[Items from a dataset]
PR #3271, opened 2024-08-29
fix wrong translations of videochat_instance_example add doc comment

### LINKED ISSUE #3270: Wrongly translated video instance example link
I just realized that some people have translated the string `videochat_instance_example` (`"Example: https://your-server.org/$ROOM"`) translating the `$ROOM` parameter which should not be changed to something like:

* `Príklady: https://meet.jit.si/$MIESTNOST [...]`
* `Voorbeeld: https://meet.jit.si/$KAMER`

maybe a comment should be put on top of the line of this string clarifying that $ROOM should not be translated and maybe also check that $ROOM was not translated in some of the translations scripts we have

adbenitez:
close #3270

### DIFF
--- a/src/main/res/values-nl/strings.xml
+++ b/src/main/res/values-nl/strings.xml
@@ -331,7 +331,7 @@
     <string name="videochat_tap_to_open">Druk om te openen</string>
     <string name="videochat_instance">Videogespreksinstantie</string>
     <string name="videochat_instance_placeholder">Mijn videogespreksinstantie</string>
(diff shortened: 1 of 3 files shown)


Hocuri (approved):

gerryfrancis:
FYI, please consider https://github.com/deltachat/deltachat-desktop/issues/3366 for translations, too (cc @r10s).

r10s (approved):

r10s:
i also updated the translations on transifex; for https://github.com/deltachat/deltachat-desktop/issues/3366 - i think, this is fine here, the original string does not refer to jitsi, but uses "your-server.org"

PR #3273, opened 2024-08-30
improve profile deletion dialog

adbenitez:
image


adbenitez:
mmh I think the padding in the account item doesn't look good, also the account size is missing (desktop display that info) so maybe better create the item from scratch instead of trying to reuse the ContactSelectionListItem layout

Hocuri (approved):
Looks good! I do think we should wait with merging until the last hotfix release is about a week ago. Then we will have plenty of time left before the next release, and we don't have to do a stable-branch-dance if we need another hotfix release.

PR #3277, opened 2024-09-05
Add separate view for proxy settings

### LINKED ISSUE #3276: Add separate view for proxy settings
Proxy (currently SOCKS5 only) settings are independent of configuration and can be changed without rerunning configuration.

### [Exercise details]
Show every line of the entries above where the word "view" occurs.

### [Output for this exercise]
Add separate view for proxy settings
### LINKED ISSUE #3276: Add separate view for proxy settings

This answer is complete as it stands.